# [EXERCISE DETAILS]
What you return must be the lines of the data that hold the word "test".

# [DATA RECORDS]

PR #884, opened 2017-11-28
feat(#860): Set OpenShift resources at method level

### LINKED ISSUE #860: Set @OpenShiftResources at method level
##### Issue Overview

Set `@OpenShiftResources` at method level.

##### Expected Behaviour

Set `@OpenShiftResources` at method level so user can define resources for test method execution instead of all class.

##### Current Behaviour

You can only set annotation at class level.

lordofthejars:

You can set OpenShift resources using `@OpenShiftResources` annotation at method level, so resources are created before the test and deleted after the test.

- `@OpenShiftResources` at method level
- Observers for creating resources before and after each test method execution.

Fixes #860

### DIFF
--- a/openshift/ftest-openshift-resources-standalone/src/test/java/org/arquillian/cube/openshift/standalone/HelloWorldOpenShiftResourcesTest.java
+++ b/openshift/ftest-openshift-resources-standalone/src/test/java/org/arquillian/cube/openshift/standalone/HelloWorldOpenShiftResourcesTest.java
@@ -1,5 +1,7 @@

# [FINAL ANSWER]
Set `@OpenShiftResources` at method level so user can define resources for test method execution instead of all class.
You can set OpenShift resources using `@OpenShiftResources` annotation at method level, so resources are created before the test and deleted after the test.
- Observers for creating resources before and after each test method execution.
--- a/openshift/ftest-openshift-resources-standalone/src/test/java/org/arquillian/cube/openshift/standalone/HelloWorldOpenShiftResourcesTest.java
+++ b/openshift/ftest-openshift-resources-standalone/src/test/java/org/arquillian/cube/openshift/standalone/HelloWorldOpenShiftResourcesTest.java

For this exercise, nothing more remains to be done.